Supplied material

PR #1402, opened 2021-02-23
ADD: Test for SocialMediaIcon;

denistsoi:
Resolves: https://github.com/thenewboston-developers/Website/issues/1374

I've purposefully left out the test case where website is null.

What the task requires
Copy exactly the line that contains "ADD: Test for SocialMediaIcon;" and all lines after it in the listing above, through the final line, and nothing else.

Task result
ADD: Test for SocialMediaIcon;

denistsoi:
Resolves: https://github.com/thenewboston-developers/Website/issues/1374

I've purposefully left out the test case where website is null.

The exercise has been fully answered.